What’s next for A-One Mobiles? Where do you see yourself going from here?

The next thing we’re offering now is gonna be pretty exciting, actually. The people that are struggling with micro-soldering at the moment, we’re offering a training course that’s gonna start hopefully in the next few months. We will be offering one-on-one training services, so that will be our new venture.

We’re hoping to have some larger names coming in to do some trainings. I don’t want to give out too many details, but there will be some big names coming through to A-One Mobiles that will offer training through our store, and that will be on a full-week basis as well.

 

How do you feel that RepairDesk has enabled you over the years with your repair business?

We were the first to sign up with RepairDesk as a paid customer – we ran a free trial for [a while] to help Usman out with whether we can pick up any faults with it or whether we could put some ideas to it until he improved it. If you look in RepairDesk at the moment, there’s a lot of features there that were actually suggested by myself. The actual base of RepairDesk has a lot to do with what Usman and I come up with.

Before RepairDesk was released, Usman had designed a website for me that had a tracking system on there. We wanted to make sure that we could track our customers and give them a reference number, and make sure that they could walk back and know that they’re going to get their phones and that we had records that would warrant their repairs. If there was any warranty issue, they could walk back in with their reference number and we could pull it up straight away.
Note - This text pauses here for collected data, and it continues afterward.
PR #766, opened 2018-07-25
Workaround core-js performance bug

davidmanzanares:
Core-js bug https://github.com/zloirock/core-js/issues/377 is making 10x slower CARTO VL on Angular applications.

Since Core-js is so common (https://www.npmjs.com/package/core-js https://github.com/zloirock/core-js/network/dependents) I think it's better to live with this workaround.


src/utils/util.js
```diff
@@ -32,6 +32,15 @@ export function isObject (value) {
     return value !== null && (type === 'object' || type === 'function');
 }
 
+export function getFloat32ArrayFromArray (array) {
+    const length = array.length;
```
IagoLast: Can we just? 

```js
getFloat32ArrayFromArray (array) {
  return new Float32Array(array);
}
```

IagoLast: or in any case use [from](https://developer.mozilla.org/en-US/docs/Web/JavaScript/Reference/Global_Objects/TypedArray/from) 

```js
getFloat32ArrayFromArray (array) {
  return new Float32Array.from(array)
```

davidmanzanares: The first one, of course not, you are doing the same and you are hitting the same monkey patch, getting the same results.

davidmanzanares: The second one though makes a lot of sense, and I actually tried it before, but no luck, the performance is bad too, core-js is probably monkey patching that too.

IagoLast: 👍 good to know :)

PR #773, opened 2018-07-26
Improve GeoJSON source

Jesus89:
- Fix empty `properties` in GeoJSON features (+tests)
- Allow CW GeoJSON polygons (+tests)


src/sources/GeoJSON.js
```diff
@@ -386,18 +391,22 @@ export default class GeoJSON extends Base {
...
             }
-            if (!this._isClockWise(data[i])) {
-                if (i > 0) {
-                    holeIndex += data[i - 1].length;
-                    polygon.holes.push(holeIndex);
-                } else {
-                    throw new CartoValidationError('source', 'firstPolygonExternal');
-                }
+
+            let l = data[i].length;
```
elenatorro: `l` => `dataLength` and use `const` instead of `let`

src/sources/GeoJSON.js
```diff
@@ -423,7 +432,7 @@ export default class GeoJSON extends Base {
             total += (pt2[1] - pt1[1]) * (pt2[0] + pt1[0]);
             pt1 = pt2;
         }
-        return total >= 0;
+        return total >= 0; // CW
```
elenatorro: Instead of a comment, create a private function:

```js
function _isClockWise (value) {
    return value >= 0;
}
```

src/sources/GeoJSON.js
```diff
@@ -56,6 +56,11 @@ export default class GeoJSON extends Base {
         } else {
             throw new CartoValidationError('source', 'nonValidGeoJSONData');
         }
+
+        // Initialize properties attr
```
elenatorro: Remove the comment and create a private function

```js
this._features = _initializeFeatureProperties(this._features);
```

==> 

```js
function _initializeFeatureProperties (features) {
    ...
  
   return features;
}
```

src/sources/GeoJSON.js
```diff
@@ -386,18 +391,22 @@ export default class GeoJSON extends Base {
...
         };
         let holeIndex = 0;
+        let firstReverse = false;
         for (let i = 0; i < data.length; i++) {
-            for (let j = 0; j < data[i].length; j++) {
-                const point = this._computePointGeometry(data[i][j]);
-                polygon.flat.push(point.x, point.y);
+            let reverse = this._isReversed(data[i]);
+            if (i === 0) {
+                firstReverse = reverse;
```
elenatorro: We can add here a pre condition, to set the first reverse before the loop and start with `i = 1` to avoid this check in every loop.

src/sources/GeoJSON.js
Jesus89: Sure

src/sources/GeoJSON.js
Jesus89: I don't think this is needed, because this function does not check ClockWise, only if the value is positive because there is no context. Also, it adds an extra function call for each point and it could add a bit of extra computing time.

I could improve the comment instead.

Issue #754, opened 2018-07-23
Ramp doesn't show changes in the output values


davidmanzanares:
## Description

When an animated expression is passed to a ramp as the 'palette' parameter, the animation does not work.

**Example:**
```js 
color: ramp(linear(log($numfloors), 2, 4), [red, rgb(0,0,255 * sin(now()))])
```

In the code above, we see we have the `now()` expression, but the visualization color does not change.

**Editor example:**

`examples/editor/index.html#eyJhIjoibW5tYXBwbHV0byIsImIiOiIiLCJjIjoiZG1hbnphbmFyZXMiLCJkIjoiaHR0cHM6Ly97dXNlcn0uY2FydG8uY29tIiwiZSI6ImNvbG9yOiByYW1wKGxpbmVhcihsb2coJG51bWZsb29ycyksIDIsIDQpLCBbcmVkLCByZ2IoMCwwLDI1NSpzaW4obm93KCkpKV0pXG5zdHJva2VDb2xvcjogb3BhY2l0eSh3aGl0ZSwgMC41KVxuZmlsdGVyOiBiZXR3ZWVuKCRudW1mbG9vcnMsIDEwLCAxMjApIiwiZiI6eyJsbmciOi03My45NzI3MTU0Mzg0Mzk2NSwibGF0Ijo0MC43NDk4NjY2NTY3MjAyODZ9LCJnIjoxMi4zMzkzNDE0ODA2MzgyLCJoIjoiRGFya01hdHRlciIsImkiOiJkYXRhc2V0In0=`

PR #777, opened 2018-07-27
Fix ramp animated values

elenatorro:
Related with https://github.com/CartoDB/carto-vl/issues/754

Fixed:

```js
color: ramp(linear(log($numfloors), 2, 4), [red, rgb(0,0,255 * sin(now()))])
```

ramp_animated

**Progress**

* [x] Fix children chain for ramps
* [x] Fix animation working properly in children chain
* [x] Add specs


src/renderer/viz/expressions/ramp.js
```diff
@@ -287,28 +284,31 @@ export default class Ramp extends BaseExpression {
     _computeGLTextureIfNeeded (gl) {
         const texturePixels = this._computeTextureIfNeeded();
 
-        if (this._GLtexCategories !== this.input.numCategories) {
+        if (this._GLtexCategories !== this.input.numCategories || this.isAnimated()) {
```
davidmanzanares: Uploading the texture is performance intensive and I think this is only needed (regarding animation) when the palette is animated, not when the rest of the ramp parameters are animated.

src/renderer/viz/expressions/ramp.js
```diff
@@ -287,28 +284,31 @@ export default class Ramp extends BaseExpression {
...
+            this._bindGLTexture(gl, texturePixels);
         }
     }
 
+    _bindGLTexture (gl, texturePixels) {
+        gl.bindTexture(gl.TEXTURE_2D, this.texture);
+
+        if (this.type === rampTypes.COLOR) {
+            gl.pixelStorei(gl.UNPACK_PREMULTIPLY_ALPHA_WEBGL, false);
+            gl.texImage2D(gl.TEXTURE_2D, 0, gl.RGBA, COLOR_ARRAY_LENGTH, 1, 0, gl.RGBA, gl.UNSIGNED_BYTE, texturePixels);
```
davidmanzanares: This comment may be a premature optimization, but `gl.texImage2D` allocates GPU memory, there is a `gl.texSubImage2D` method that is meant to be used for already allocated texture (see https://www.khronos.org/opengl/wiki/GLAPI/glTexSubImage2D ) The workflow would be to first call `texImage2D` and then, on texture updates, use the `sub` function.

However, if you didn't see a performance problem here, feel free to ignore this.

src/renderer/viz/expressions/now.js
```diff
@@ -28,12 +28,29 @@ export default class Now extends BaseExpression {
...
         super.inlineMaker = inline => inline.now;
     }
-    eval () {
+
+    get value () {
         return this.now.expr;
     }
+
+    eval () {
+        return this.value;
```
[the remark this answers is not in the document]
elenatorro: I really like this idea and I changed it :) However, I think we should also change then these methods in viewport expressions to be consistent, for example:

```js 
export default class ViewportAvg extends ViewportAggregation {
    constructor (property) {
        super({ property });
        this._sum = 0;
        this._count = 0;
    }

    get value () {
        return this._sum / this._count;
    }

    eval () {
        return this.value;
    }
```

But I am not sure if we should do this in this PR, what do you think?

src/renderer/viz/expressions/ramp.js
elenatorro: I do not see a performance problem, but I think this kind of improvements are really great, let me give it a try.

src/renderer/viz/expressions/now.js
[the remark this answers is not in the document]
davidmanzanares: Sure! that could be in another PR, it's out of the scope, and it's not a priority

That was all done prior RepairDesk, and I think with the combination of what we did on our site, RepairDesk also used a lot of those features in their system and has been proven to work well. I think Usman has just grown with that, and he’s put a lot of hard work into it, and he’s done really well.

 

What do you think of the changes to RepairDesk that came along?
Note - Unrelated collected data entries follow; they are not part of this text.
Issue #780, opened 2018-07-30
top() and viewportHistogram cannot work together


davidmanzanares:
Since `top()` `eval` function returns the bucket number and `viewportHistogram` expects a string when the input is of type `category` the result of viewpotHistogrma is an empty array

PR #782, opened 2018-07-30
Fix top() eval()

davidmanzanares:
Fix https://github.com/CartoDB/carto-vl/issues/780

### DIFF
--- a/src/renderer/viz/expressions/top.js
+++ b/src/renderer/viz/expressions/top.js
@@ -35,7 +35,7 @@ export default class Top extends BaseExpression {
         this.type = 'category';
     }
     eval (feature) {
-        const p = this.property.eval(feature);
+        const catID = this._meta.categoryToID.get(this.property.eval(feature));
         const buckets = Math.round(this.buckets.eval());
         const metaColumn = this._meta.properties[this.property.name];
         const orderedCategoryNames = [...metaColumn.categories].sort((a, b) =>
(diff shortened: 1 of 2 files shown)


src/renderer/viz/expressions/top.js
```diff
@@ -44,8 +44,8 @@ export default class Top extends BaseExpression {
 
         let ret;
         orderedCategoryNames.map((name, i) => {
-            if (i === p) {
-                ret = i < buckets ? i + 1 : 0;
+            if (i === catID) {
+                ret = i < buckets ? this._meta.IDToCategory.get(i) : 'CARTOVL_TOP_OTHERS_BUCKET';
```
Jesus89: Where is this used `CARTOVL_TOP_OTHERS_BUCKET`?

davidmanzanares: It's part of the new public API, see https://github.com/CartoDB/carto-vl/pull/782/files#diff-b603c20d9a415dae327ff3eb208e6794R67

Jesus89: OK, so this name is just to avoid collision with the categories

davidmanzanares: Yes, exactly

davidmanzanares: Using a Symbol (https://developer.mozilla.org/en-US/docs/Web/JavaScript/Reference/Global_Objects/Symbol) would be the right thing to do, but the browser support is not super good yet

Personally, the major part that I think that really works for us with RepairDesk is our mail-in side of it. We’re able to book in phones that have been mailed out to us, look at them once it’s been booked in, know the company details, have the invoicing and tracking system set up. The most beneficial, I think, is the mail-in side of it – the online portal has been really good for us. Retail stores that use us for mail-in repairs are able to go on to the portal and be able to look up their details, what notes that we put into their system for that particular repair.

 

How would you recommend RepairDesk to someone within your industry?

I would definitely recommend them! I recommend in the sense that it’s cost-efficient, it works well it’s on a cloud base – you can use it on any particular device. I don’t think you can run a repair shop without a repair tracking system. Every repairer needs one, and if they’re running without one, I don’t understand how they’re doing it.

 

What do you feel is absolutely vital or extremely important for a repair business to succeed in today’s environment?

There’s no one thing that you can turn around and say a repair shop is going to be successful with. It’s got to be a combination, and if you put that combination together, that’s when you’re going to be successful. You need to have the right location, staff, communication, you need to be able to advertise quickly, you need to be able to do your job properly. If you’ve got a manager in your store, you need to be able to make sure that manager’s running that store correctly. If I have to talk about any one of them, I would say customer service, but as basically part of a whole package.